Sent from my iPhone using Tapatalk


----------



## JoeyWelch (Sep 25, 2009)

Thanks Skiff.


----------



## Jason (Oct 2, 2007)

Holy heck...load em up and call me when the fry is!!! GOOD DEAL!


----------



## DMC (Nov 28, 2010)

Very nice. Way to go.


----------



## Boat-Dude (Sep 24, 2011)

GHettum Joey!!


----------



## GROUPERKING (Sep 28, 2011)

A fine mess despite the minus 3 ! Lol


----------



## JoeyWelch (Sep 25, 2009)

Thanks guys. 
Going back tomorrow for those other 3.


----------



## lastcast (Oct 12, 2007)

KEYSTONE! Nice mess Joey!


----------



## JoeyWelch (Sep 25, 2009)

lastcast said:


> KEYSTONE! Nice mess Joey!


I can’t believe I never tried the Keystone before now.
I’m all about a good deal. Especially on beer.


----------



## CatHunter (Dec 31, 2008)

Slab tastic!


----------



## skiff89_jr (Apr 1, 2011)

jlw1972 said:


> I can’t believe I never tried the Keystone before now.
> 
> I’m all about a good deal. Especially on beer.
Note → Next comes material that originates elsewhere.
PR #2229, opened 2026-04-23
Fix QGTOnTheFly chunked solve silently returning n_devices × correct under sharding

### LINKED ISSUE #2228: QGTOnTheFly chunked solve returns x_ref / n_devices when chunk_size < samples_per_shard (with pdf)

Got a Blazer Bay but drink Keystone 


Sent from my iPhone using Tapatalk


----------



## JoeyWelch (Sep 25, 2009)

skiff89_jr said:


> Got a Blazer Bay but drink Keystone
> 
> 
> Sent from my iPhone using Tapatalk


Those boat payments are rough Skiff.


----------



## markw4321 (Oct 4, 2007)

Nice bunch of paper mouths!


----------



## Bodupp (Oct 3, 2007)

Fine mess of crappie. Hell, if I could catch them like that, I'd swear off hunting.

OK, maybe not completely.


----------



## SurfRidr (Apr 24, 2012)

skiff89_jr said:


> Got a Blazer Bay but drink Keystone
> 
> 
> Sent from my iPhone using Tapatalk


More likely drinking Keystone because of the Blazer Bay. :thumbsup:


----------



## AdrenB (Jun 20, 2017)

Bodupp said:


> Fine mess of crappie. Hell, if I could catch them like that, I'd swear off hunting.
> 
> OK, maybe not completely.


This post might have changed my afternoon plans...

Nice mess of fish!


----------



## DAWGONIT (Jan 16, 2009)

pretty work and love the "inspector" counting for ya!
catch 'em up.


----------



## jcoss15 (Oct 11, 2010)

Fine mess of crappie, they seemed to be turned on everywhere.


----------



## JoeyWelch (Sep 25, 2009)

Me and my wife, Lisa, went back today and kept 32. She caught the 2 biggest. One was 1.68 and the other was 1.53lbs. 
Beautiful day to be on the water.
I’ve really been blessed.


----------



## Boat-Dude (Sep 24, 2011)

That is awesome!!! Great pics of you 2. Joey you done good!


----------



## JoeyWelch (Sep 25, 2009)

Boat-Dude said:


> That is awesome!!! Great pics of you 2. Joey you done good!


Thanks bud.


----------



## DMC (Nov 28, 2010)

Yes sir that's an awesome job. I will agree that you are blessed since you said one time before that you couldn't catch a crappie.


----------



## FishWalton (Jul 22, 2010)

That's one fine mess of crappie. Job well done


----------



## Bodupp (Oct 3, 2007)

Making hay while the sun shines! I would say you're dialed in.


----------



## JoeyWelch (Sep 25, 2009)

Bodupp said:


> Making hay while the sun shines! I would say you're dialed in.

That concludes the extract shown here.